Breakdown of annual interest with OCBC 360 account
Monthly balance Interest per annum
for 2 categories
Interest earned Interest per annum 
for 3 categories
Interest earned
First S$75,000 2.65% S$1,987.50 3.85% S$2,887.50
Next S$25,000 4.65% S$1,162.50 7.05% S$1,762.50
  Total: S$3,150 Total:  S$4,650


In the case of DBS, the person would have chalked up S$3,500 in eligible monthly transactions while fulfilling one category (card spending).
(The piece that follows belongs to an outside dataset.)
PR #2380, opened 2026-01-30
feat(ci): rm truth in two-stage digi+reco running; add to capybara

wdconinc:
This PR aims to make the split digi + reco two-stage running in CI functional and testable, to the point where we can identify what still has hard requirements on truth collections and where they need to be made optional.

This would yield an interest rate of 1.5 per cent on the first S$50,000 of savings – translating into S$777.45 of interest a year – based on calculations done on DBS’ website.

In another example where a person has a lower account balance, say S$50,000, UOB still pays the highest interest although the gap with OCBC has narrowed.

Assuming similar salary and card spending, the individual with savings of S$50,000 will earn an annual interest of S$1,935, if he deposits his money with UOB.

With OCBC, the same individual will get a bonus interest rate of 2.65 per cent, or S$1,325 a year, for meeting two categories, and 3.85 per cent or S$1,925 for hitting three categories.

Meanwhile, with eligible monthly transactions of S$3,500, he will earn 1.5 per cent a year or S$751.90 with DBS’ Multiplier account.

There are also other options to earn bonus interest rates.

DBS, for example, also considers transactions via PayLah! as a criteria, although the interest rate is capped at 0.55 per cent per annum for the first S$10,000 savings for those above 30 years old and who spend a minimum of S$500 a month and credit an income stream.

Those who are 29 years old and below do not have minimum income and spending requirements. As long as they transact via PayLah! each month, they get to earn 0.4 per cent per annum on the first S$10,000 in their accounts.

At UOB, customers who meet the minimum card spend of S$500 and perform three Giro transactions in a month can also qualify for bonus interest rates.

For example, interest earned on balances up to S$75,000 has been raised to a range of 2.5 per cent to 4 per cent per annum, up as much as 2.15 percentage points after the latest revision.